*** Begin section ***

Issue #1353, opened 2026-08-03
Assert at the normalization seam that no emitted coordinate exceeds its accession's length


nh13:
`parse_hgvs` does not bounds-check coordinates against a reference — it has no provider — so an output naming a position past the end of a contig or transcript **re-parses cleanly and re-normalizes stably**. Both existing oracles are structurally blind to it:

- `FERRO_ASSERT_REPARSE` accepts it, because it is well-formed.
- `FERRO_ASSERT_IDEMPOTENT` accepts it, because it is a fixed point.

The class therefore only gets caught when someone writes a test that reads the coordinates back and compares them to `get_sequence_length` by hand. That has now happened at least three times, each as a separate issue:

| issue | shape | state |
|---|---|---|
| #1274 | `T:g.[8_9insA;10del]` -> `T:g.10_11=` on a 10-base contig | closed (#1341) |
| #1343 | `c.[*10dup;*11dup]` -> `c.*11_*12insAA`, `*12` does not exist | closed (#1339) |
| #1307 | `g.[24dup;24C>G]` -> `g.[24C>G;24_25insC]` on a 24-base contig | **open, still reproduces on `e5b7633`** |

Three instances of one defect class, each found by hand, is the argument for a seam-level invariant rather than a fourth per-shape test.

## What to add

#1274's body already proposes it:

> assert the invariant generally: no emitted coordinate may exceed `get_sequence_length` for its accession. That last check is cheap and would have caught this class at the seam, in the same way `FERRO_ASSERT_REPARSE` catches #1263's.

The natural home is beside the two existing oracles at `normalize_core_checked`'s single exit, behind its own env var (`FERRO_ASSERT_IN_BOUNDS`, say), `#[cfg(debug_assertions)]` and `OnceLock`-read like the others, and set alongside them in `ci.yml` and `nightly-mutalyzer.yml`.

## What makes it non-trivial

- **The axes are not all bounded the same way.** A `c.` position can legitimately exceed the CDS length (`*n` 3'UTR offsets, `-n` 5'UTR), so the check needs the axis-aware conversion rather than a raw comparison — see `cds_axis_position`, which today has a floor (`tx < 1`) but no ceiling and will happily count past the last base into `ThreePrimeUtr(K+1)` (noted when #1343 closed).
- **Circular references.** `m.`/`o.` wrap, so "past the end" is a different question there; SVD-WG006 admits the reversed `<high>_<low>` range for deletions and duplications only.
[...]

Issue #1344, opened 2026-08-03
Terminal re-spelling turns a cancelling collision into an overlapping allele


nh13:
The terminal-base re-spelling added for #1327 keeps a junction repair inside the sequence, which is right — but on a collision whose two members **cancel**, it produces an allele ferro's own strict mode rejects.

## Reproducer

35-base transcript, `cds_start = 13`, `cds_end = 24`, so the 3'UTR is `c.*1..c.*11` and `*10`/`*11` are both `A`:

```
NM_TEST.1:c.[*10del;*11dup]  ->  NM_TEST.1:c.[*11del;*11delinsAA]
```

Deleting one `A` and duplicating the other cancel exactly, so the allele denotes the reference. The output instead puts **two coincident edits on one position**, which strict mode refuses:

```
NM_TEST.1:c.*11 has 2 coincident cis-allele edits (del, delins);
HGVS spec defines no canonical form for this case (OverlapConflictingEdits / W5002)
```

It is a **stable fixed point** — re-normalizing returns it byte for byte — so it is a permanent answer, not a transient one on the way to something better. That is the #1234 overlapping-members class.

The `r.` axis does the same: `NM_TEST.1:r.[*10del;*11dup]` -> `NM_TEST.1:r.[*11del;*11delinsaa]`. So does the equivalent body-region spelling of the same positions, `c.[22del;23dup]`.

## Three answers for one input

| | output | verdict |
|---|---|---|
| `origin/main` | `c.[*11del;*11dup]` | `parse_hgvs` rejects it (self-cancelling) |
| #1284 alone | `c.*11=` | correct |
| with #1327 | `c.[*11del;*11delinsAA]` | parses, but strict rejects; overlapping |

#1284 reached the correct identity *through an out-of-range intermediate*: it anchored the repair at `c.*11_*12`, past the transcript end, and the `del` then cancelled the `ins`. #1327 correctly removes that out-of-range anchor — and for the sibling `dup`+`dup` shape it lands the genuinely better `c.*10_*11A[4]`, closing #1343 — but on the cancelling shape the in-range `*11delinsAA` now collides with the `del` instead of cancelling it.

So neither change handles this input properly; #1284 got the right answer by luck.

## Why this is filed rather than patched

[...]

PR #1365, opened 2026-08-04
fix(normalize): stop a terminal duplication respelling past the contig end

### LINKED ISSUE #1307: Normalizer: a terminal duplication respells to an insertion past the end of the contig
`respell_colliding_duplications` (#1277) re-spells a duplication that collides with a sibling as an insertion at the junction 3' of the duplicated span — the gap `[end, end + 1]`. When the duplication ends at the contig's **last** base there is no such gap, and `respell_at_gap` places the member past the end of the sequence anyway:

```text
reference  TTTTTTTTTAATATATTTTAATAC     24 bases
in   g.[24dup;24C>G]
out  g.[24C>G;24_25insC]                position 25 does not exist
```

`respell_at_gap` guards only that the member *landed* where it was asked to (`member_span` reads back `[end, end + 1]`), never that `end + 1` is within the provider's sequence. So the `landed` check passes and the out-of-bounds spelling is emitted. The result re-parses, so `FERRO_ASSERT_REPARSE` does not catch it either.

Reproduced on `origin/main` at 46680b3 (`fix(normalize): canonicalize cis alleles on the transcript axes (#1243)`) with a `MockProvider` single-contig template; not a regression from any in-flight branch.

**Suggested fix.** Bound `gap_end` against `provider.get_sequence_length(&dup.provider_key)` before the `landed` check — decline the respelling when `span.end` is already the final base, leaving the member as the duplication it was. The interior behavior must be preserved. Two shapes worth covering: the terminal genomic case above, and the `m.` circular case, where wrapping rather than declining may be the right answer.

Surfaced by CodeRabbit as an outside-diff comment on #1285; filed separately because the region is untouched by that PR.

nh13:
Closes #1307

`respell_colliding_duplications` repairs a duplication that collides with a sibling by re-spelling it as an insertion at the junction 3' of the duplicated span. A duplication resting on the contig's **last** base has no such junction, and the member was placed one past the end anyway:

```text
reference  TTTTTTTTTAATATATTTTAATAC     24 bases
in   g.[24dup;24C>G]
out  g.[24C>G;24_25insC]                position 25 does not exist
```

## Why #1327's bound did not already cover it

#1327 added the terminal bound; #1344 then disabled it whenever a base-claiming sibling occupies the base the gap runs past. That is right for the case #1344 measured, where the sibling is a **deletion**: the pair is then the #999 adjacency the collapse pass merges, so the out-of-range coordinate is consumed before anything renders, and re-spelling instead produced the overlapping `c.[*11del;*11delinsAA]`.

Nothing absorbs the junction form when the sibling is *not* a deletion. The coordinate is no longer transient — it reaches the output.

So the overrun needs three answers rather than two, which the renamed `TerminalOverrun` now names explicitly:

| variant | when | why |
| --- | --- | --- |
| `RespellAtBoundary` | nothing else claims the last base | the boundary `delins` denotes the same bases, in range (#1327) |
| `WriteTransientJunction` | a sibling absorbs a flush insertion | the collapse merge consumes the coordinate (#1344) |
| `LeaveMemberUnchanged` | a sibling claims the last base but does not absorb | both other answers are wrong (#1307) |

## Why declining, and not the single-member form

`g.23_24insG` is in range, is one member and denotes the same sequence — and it is unreachable **by policy**. It requires dropping `normalize_allele`'s pre-merge reorder guard for inputs that already carry an overlap conflict, and both shapes here are such an input (`24dup` + `24C>G` is what strict mode rejects as `OverlapConflictingEdits / W5002`). Measured: dropping that guard does produce `g.23_24insG`, and breaks four committed guards that exist to keep a conflicting allele recognizable as one rather than canonicalizing it into something that looks valid:

- `issue_395_overlap_conflict_strict_rejection::lenient_mode_preserves_authored_order_of_conflicting_members`
- `issue_1276_dup_junction_overlap::lenient_output_of_a_conflict_is_still_rejected_by_strict`
- `issue_1235_transcript_axes::overlap_conflicting_allele_is_not_canonicalized`
- `idempotency_tests::test_overlap_conflicting_allele_is_idempotent_across_respellings`

That makes the old behaviour worse than the issue reports: `g.[24C>G;24_25insC]` is strict-**acceptable**, so a conflict was laundered into a valid-looking description that also named a position off the end. Declining restores both properties — in range, and still a conflict for strict mode to reject.

## A second live instance

Found while measuring the fix, and covered here rather than filed separately since it is the same gate and the same defect: a `delins` sibling. `g.[24dup;24delinsGG]` gave `g.[24delinsGG;24_25insA]`. It *removes* its bases and still does not absorb the payload, so the predicate is `merges_with_a_flush_insertion` — a plain deletion only — and not "removes bases". `NPaddedDeletion` and `Repeat`/`MultiRepeat` are excluded for reasons documented on the predicate; each exclusion costs at most an unrepaired collision, never an out-of-range coordinate.

## Corrects an assumption in #1307 and #1353

Both say this class is invisible to the existing oracles. `FERRO_ASSERT_REPARSE` is indeed blind — the output re-parses. `FERRO_ASSERT_IDEMPOTENT` is **not**; the out-of-range output is not a fixed point. Measured against `origin/main`:

```text
input: NC_TEST.1:g.[24dup;24C>G]
once:  NC_TEST.1:g.[24C>G;24_25insC]
twice: NC_TEST.1:g.23_24insG
```

No test normalized this shape, so it is a corpus gap rather than an oracle gap — worth knowing when #1353 is picked up, since the cheap guard already existed.

## Tests

`tests/it/issue_1307_terminal_dup_respell.rs`, eight tests. Outputs are pinned, not merely bounded — a bounds check alone is satisfied by a refusal or a dropped member, which is how #1344 hid:

- the issue's reproducer, both member orders
- the `delins` sibling instance
- the same overrun on the circular `m.` axis (the wrapped `ins` spelling is not valid HGVS, per #1327's pinned reason, so `m.` gets the same answer as `g.`)
- **controls:** a deletion sibling at the last base still merges to `g.23=` (the #1344 path, on the genomic axis this time); an in-range collision still collapses; a lone terminal duplication is untouched
- the two properties that justify the choice: the output is idempotent, and strict mode still rejects it

## Verification

- `FERRO_ASSERT_IDEMPOTENT=1 FERRO_ASSERT_REPARSE=1 cargo nextest run --features dev` — 9194/9194 pass, 146 skipped

## Summary by CodeRabbit

- **Bug Fixes**
  - Improved handling of terminal duplication collisions during variant normalization.
  - Preserved valid substitution and combined insertion/deletion variants at sequence boundaries.
  - Continued collapsing eligible deletion-based collisions while rejecting invalid overlap conflicts.
  - Improved behavior for both linear and circular sequences.

- **Tests**
  - Added comprehensive coverage for terminal collisions, unchanged variants, idempotency, and coordinate validity.

### DIFF
--- a/src/normalize/merge.rs
+++ b/src/normalize/merge.rs
@@ -3899,6 +3899,9 @@ struct MemberSpan {
     end: i64,
     /// Whether the edit consumes the reference bases under its span.
     claims_bases: bool,
+    /// Whether an insertion landing flush against this edit is the adjacency the
+    /// collapse pass merges — see [`merges_with_a_flush_insertion`].
+    absorbs_a_flush_insertion: bool,
     /// Whether the edit must stop a sibling's shift at its boundary. Superset of
     /// `claims_bases` — see `blocks_sibling_shift`.
     blocks_shift: bool,
@@ -3918,6 +3921,7 @@ fn member_span(v: &HgvsVariant, kind: CisKind) -> Option<MemberSpan> {
         start,
         end,
         claims_bases: claims_reference_bases(edit),
+        absorbs_a_flush_insertion: merges_with_a_flush_insertion(edit),
         blocks_shift: blocks_sibling_shift(edit),
         junction: junction_of(edit, start, end),
     })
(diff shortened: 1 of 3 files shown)


nh13:
@coderabbitai pause

nh13:
@coderabbitai review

*** End section ***

Look over the entries above and count the lines where the word "existing" appears, then report only that count.

▶ **TASK ANSWER**
3